Question

The logical symbols shown here are logically equivalent to:

A) AND and OR gate
B) NOR and NAND gate
C) OR and AND gate
D) NAND and NOR gate

Answer 1

Hint: The given logic gates are OR and AND gates respectively but there’s a catch. The inputs being given to these logic gates have negated values. Since we are taking the sum and the product of the complements of terms A and B, we can approach this question using De Morgan’s Theorem.

Complete step by step solution:
De Morgan’s theorem is a powerful tool in digital design.
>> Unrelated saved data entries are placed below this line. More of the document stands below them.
PR #7578, opened 2021-07-18
New command - Get-DbaDbFileMapping

### LINKED ISSUE #3080: Add a OutFileMapping switch and output to Get-DbaDatabaseFile
### Problem to solve
Add an easy way to build the FileMapping Hashtable for Restore-DbaDatabase from an existing database

For example:
`$FileMapping = Get-DbaDatabaseFile -SqlInstance Instance1 -Database db1 -OutFileMapping`

Would return $FileMapping of type Hashtable like this:
```
$FileMapping = @{
"Datafile1"  = "c:\data\datafile1.mdf";
"Datafile2" = "d:\ArchiveData\File2.mdf";
"LogFile1" = "e:\LogFiles\Log1.ldf"}
```

potatoqualitee:
## Type of Change
 - [x] New feature (non-breaking change, adds functionality, fixes #3080)

### DIFF
--- a/functions/Get-DbaDbFileMap.ps1
+++ b/functions/Get-DbaDbFileMap.ps1
@@ -1,0 +1,89 @@
+function Get-DbaDbFileMap {
+    <#
+    .SYNOPSIS
+        Provides an easy way to build the FileMapping Hashtable for Restore-DbaDatabase from an existing database
+
+    .DESCRIPTION
+        Provides an easy way to build the FileMapping Hashtable for Restore-DbaDatabase from an existing database
+
+    .PARAMETER SqlInstance
+        The target SQL Server instance or instances. This can be a collection and receive pipeline input.
+
+    .PARAMETER SqlCredential
+        Login to the target instance using alternative credentials. Accepts PowerShell credentials (Get-Credential).
+
+        Windows Authentication, SQL Server Authentication, Active Directory - Password, and Active Directory - Integrated are all supported.
+
+        For MFA support, please use Connect-DbaInstance.
+
+    .PARAMETER Database
+        The database(s) to process - this list is auto-populated from the server. If unspecified, all databases will be processed.
+
+   .PARAMETER InputObject
+        Database object piped in from Get-DbaDatabase
+
+    .PARAMETER EnableException
+        By default, when something goes wrong we try to catch it, interpret it and give you a friendly warning message.
+        This avoids overwhelming you with "sea of red" exceptions, but is inconvenient because it basically disables advanced scripting.
+        Using this switch turns this "nice by default" feature off and enables you to catch exceptions with your own try/catch.
+
+    .NOTES
+        Tags: Database
+        Author: Chrissy LeMaire (@cl), netnerds.net | Andreas Jordan (@JordanOrdix), ordix.de
+
+        Website: https://dbatools.io
+        Copyright: (c) 2021 by dbatools, licensed under MIT
+        License: MIT https://opensource.org/licenses/MIT
+
+    .LINK
+        https://dbatools.io/Get-DbaDbFileMap
+
+    .EXAMPLE
+        PS C:\> $filemap = Get-DbaDbFileMap -SqlInstance sql2016 -Database test
+        PS C:\> Get-ChildItem \\nas\db\backups\test | Restore-DbaDatabase -SqlInstance sql2019 -Database test -FileMapping $filemap.FileMap
+
+        Restores test to sql2019 using the file structure built from the existing database on sql2016
+    #>
+    [CmdletBinding()]
+    param ([parameter(ValueFromPipeline)]
+        [DbaInstanceParameter[]]$SqlInstance,
+        [PSCredential]$SqlCredential,
+        [object[]]$Database,
+        [parameter(ValueFromPipeline)]
+        [Microsoft.SqlServer.Management.Smo.Database[]]$InputObject,
+        [switch]$EnableException
+    )
+
+    process {
+        if (Test-Bound -not 'SqlInstance', 'InputObject') {
+            Write-Message -Level Warning -Message "You must specify either a SQL instance or supply an InputObject"
+            return
+        }
+
+        if (Test-Bound -Not -ParameterName InputObject) {
+            $InputObject += Get-DbaDatabase -SqlInstance $SqlInstance -SqlCredential $SqlCredential -Database $Database
+        }
+
+        foreach ($db in $InputObject) {
+            if ($db.IsAccessible) {
+                Write-Message -Level Verbose -Message "Processing database: $db"
+                $fileMap = @{}
+                foreach ($file in $db.FileGroups.Files) {
+                    $fileMap[$file.Name] = $file.FileName
+                }
+                foreach ($file in $db.LogFiles) {
+                    $fileMap[$file.Name] = $file.FileName
+                }
+                [PSCustomObject]@{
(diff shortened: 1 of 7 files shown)


functions/Get-DbaDbFileMap.ps1
```diff
@@ -0,0 +1,90 @@
...
+        PS C:\> $filemap = Get-DbaDbFileMap -SqlInstance sql2016 -Database test
+        PS C:\> Get-ChildItem \\nas\db\backups\test | Restore-DbaDatabase -SqlInstance sql2019 -Database test -FileMapping $filemap.FileMap
+
+        Restores test to sql2019 using the file structure built from the existing database on sql2016
+    #>
+    [CmdletBinding()]
+    param ([parameter(ValueFromPipeline)]
+        [DbaInstanceParameter[]]$SqlInstance,
+        [PSCredential]$SqlCredential,
+        [object[]]$Database,
```
andreasjordan, line 51: I would use [string[]] here to indicate that it's the database name and not a database SMO object.

wsmelton: We use `[object[]]` @andreasjordan because TEPP populates the list of Databases for dynamic validate sets. If you use `string` type this won't be accessible.

tests/Get-DbaDbFileMap.Tests.ps1
```diff
@@ -0,0 +1,31 @@
...
+
+Describe "$CommandName Unit Tests" -Tag 'UnitTests' {
+    Context "Validate parameters" {
+        [object[]]$params = (Get-Command $CommandName).Parameters.Keys | Where-Object { $_ -notin ('whatif', 'confirm') }
+        [object[]]$knownParameters = 'SqlInstance', 'SqlCredential', 'Database', 'InputObject', 'EnableException'
+        $knownParameters += [System.Management.Automation.PSCmdlet]::CommonParameters
+        It "Should only contain our specific parameters" {
+            (@(Compare-Object -ReferenceObject ($knownParameters | Where-Object { $_ }) -DifferenceObject $params).Count ) | Should Be 0
+        }
+    }
```
wsmelton, line 13: We changed the pattern on this test to help on performance, `Get-Command` is very slow to use constantly.

```powershell
        [array]$params = ([Management.Automation.CommandMetaData]$ExecutionContext.SessionState.InvokeCommand.GetCommand($CommandName, 'Function')).Parameters.Keys
        [object[]]$knownParameters = 'SqlInstance', 'SqlCredential', 'Database', 'InputObject', 'EnableException'

            Compare-Object -ReferenceObject $knownParameters -DifferenceObject $params | Should -BeNullOrEmpty
        }
    }
```

functions/Get-DbaDbFileMap.ps1
wsmelton: Gives this ability when you use `[object[]` on a parameter where we have the backend setup for TEPP.

image

functions/Get-DbaDbFileMap.ps1
```diff
@@ -0,0 +1,90 @@
...
+                foreach ($file in $db.LogFiles) {
+                    $fileMap[$file.Name] = $file.FileName
+                }
+
+                [PSCustomObject]@{
+                    ComputerName = $db.ComputerName
+                    InstanceName = $db.InstanceName
+                    SqlInstance  = $db.SqlInstance
+                    Database     = $db.Name
+                    FileMap      = $fileMap
```
wsmelton, line 83: Can we call this `FileMapping` since it will contain multiple files and it will match the parameter name we use in the Restore command.

functions/Get-DbaDbFileMap.ps1
andreasjordan: Ok, didn't know that. Thanks. Will have a look at the commands I changed in the past.

wsmelton: We can add pretty much anything we can get from SMO or t-sql to list out. Primary one is database. Not the easiest system to deal with and not always consistent in some environments I touch.

functions/Get-DbaDbFileMap.ps1
potatoqualitee: ohh i like it, yes

functions/Get-DbaDbFileMap.ps1
potatoqualitee: wait for real? i had used object in the past to allow both SMO and text but then went to string[] instead after learning to use `InputObject` better. I'll see if string[] destroys this

wsmelton: It does 😉 because TEPP has to be an object type to return the list to tab completor.

wsmelton: We covered a few initially and at one point I had added in some as I worked on commands, but in that phase of maintainers taking a vacation for a bit 🍹 I never got back to adding support for the main parameters in commands.

functions/Get-DbaDbFileMap.ps1
wsmelton: One thing tied to this as well with the name of the command. Should we call it `Get-DbaDbFileMapping` as well? I mean when you think about how it is phrased when we are talking about it or maybe in docs as well, we term it has "you need to check the database mapping" or "what is the mapping of the database files" 🤷🏻

wsmelton: One of those is "Mapping" plural for "Map" in this sense. If we are tying the command directly to the use of the parameter on the Restore command it would make sense to call the command the same as well. Not a hard yes for me, just thinking out loud.

I would also include an update to help on Restore for that parameter and give an example in that using this command so it is found more easily.

potatoqualitee: Just renamed 👍🏼

functions/Get-DbaDbFileMap.ps1
potatoqualitee: yay, just tested, `[string[]]` does work 💯  updated

potatoqualitee:
Someone let me know when this is good to merge 👍🏼

functions/Get-DbaDbFileMapping.ps1
```diff
@@ -0,0 +1,90 @@
...
+        License: MIT https://opensource.org/licenses/MIT
+
+    .LINK
+        https://dbatools.io/Get-DbaDbFileMapping
+
+    .EXAMPLE
+        PS C:\> $filemap = Get-DbaDbFileMapping -SqlInstance sql2016 -Database test
+        PS C:\> Get-ChildItem \\nas\db\backups\test | Restore-DbaDatabase -SqlInstance sql2019 -Database test -FileMapping $filemap.FileMapping
+
+        Restores test to sql2019 using the file structure built from the existing database on sql2016
```
wsmelton, line 45: I would add this example to the restore command as well and then I'm good to merge

wsmelton (approved):

functions/Get-DbaDbFileMapping.ps1
wsmelton: Might replace the example I think the restore command has for manually building the hashtable object.

potatoqualitee: I'll add it in addition to -- I think it's important to show ppl how to build the hashtable.

potatoqualitee: Ty for the approval! Will merge once tests finish.

PR #7579, opened 2021-07-18
SSIS and Replication Commands -- Remove SSIS Commands, Update SMO/Library Import and Messages

### LINKED ISSUE #7553: Check for SSIS Compat

potatoqualitee:
fixes #7553

Creating SSIS objects is unreliable and supporting it will require a ton of DLLs that will increase the size of dbatools. We can move these commands to a new module if we ever decide to create one.

RMO, so far, is still working.


potatoqualitee:
All checks pass ✔️

PR #10270, opened 2026-03-20
Get-DbaDbOrphanUser - Skip SQL login orphan check for contained databases

### LINKED ISSUE #9866: Get-DbaDbOrphanUser and Contained Databases
When you run the command (Get-DbaDbOrphanUser) on an SQL instance with multiple contained databases, you get the result that the users are orphaned, but these are contained databases. Can you exclude this database by containedtype? 
Example:  $ncondb = Get-DbaDatabase -SqlInstance XXXXXXXX  | Where-Object {$_.Containmenttype -eq 'partial'} |SELECT Name
                Get-DbaDbOrphanUser -SqlInstance XXXXXXXX -ExcludeDatabase $ncondb

andreasjordan:
Users in contained databases (Partial or Full containment) authenticate directly to the database without server-level logins, so they should not be flagged as orphaned. Windows users are still checked regardless of containment type.

Fixes #9866

### DIFF
--- a/public/Get-DbaDbOrphanUser.ps1
+++ b/public/Get-DbaDbOrphanUser.ps1
@@ -6,6 +6,10 @@ function Get-DbaDbOrphanUser {
     .DESCRIPTION
         An orphan user is defined by a user that does not have their matching login. (Login property = "").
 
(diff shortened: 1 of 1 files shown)


potatoqualitee:
Thank you 🙏🏼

The theorem explains that the complement of the product of all the terms is equal to the sum of the complement of each term.
Logically, we can depict this as $$\overline{(A.B)}=\bar{A}+\bar{B}$$.
The inverse of the above statement is equally true. This means that the complement of the sum of all the terms is equal to the product of the complements of each term.
Logically, we can depict this as $$\overline{(A+B)}=(\bar{A}).(\bar{B})$$
If we look at the two equations above from the right-hand side, the first equation is a representation of the logic gate marked $$(a)$$ and the second equation is a representation of the logic gate marked $$(b)$$ .
The truth table for the logic gate in figure (a) can be drawn as

$$A$$	$$B$$	$$\bar{A}$$	$$\bar{B}$$	$$A.B$$	$$\overline{(A.B)}$$	$$\bar{A}+\bar{B}$$
0	0	1	1	0	1	1
0	1	1	0	0	1	1
1	0	0	1	0	1	1
1	1	0	0	1	0	0

Similarly, we can draw the truth table for the logic gate in figure (b) as follows

$$A$$	$$B$$	$$\bar{A}$$	$$\bar{B}$$	$$A+B$$	$$\overline{(A+B)}$$	$$(\bar{A}).(\bar{B})$$
0	0	1	1	0	1	1
0	1	1	0	1	0	0
1	0	0	1	1	0	0
1	1	0	0	1	0	0

Thus we can now say, both based on our argument, the truth tables and De Morgan’s theorem, that the two logic gates represent a NAND and a NOR gate respectively.
Hence the correct option is (D).

Note: We can check the validity of our argument and De Morgan’s theorem as well using a truth table. If we’ll make a truth table of the above two logic gates and compare them with the truth tables for a NAND and a NOR gate respectively. It should be noted that De Morgan’s theorem stands for any number of inputs.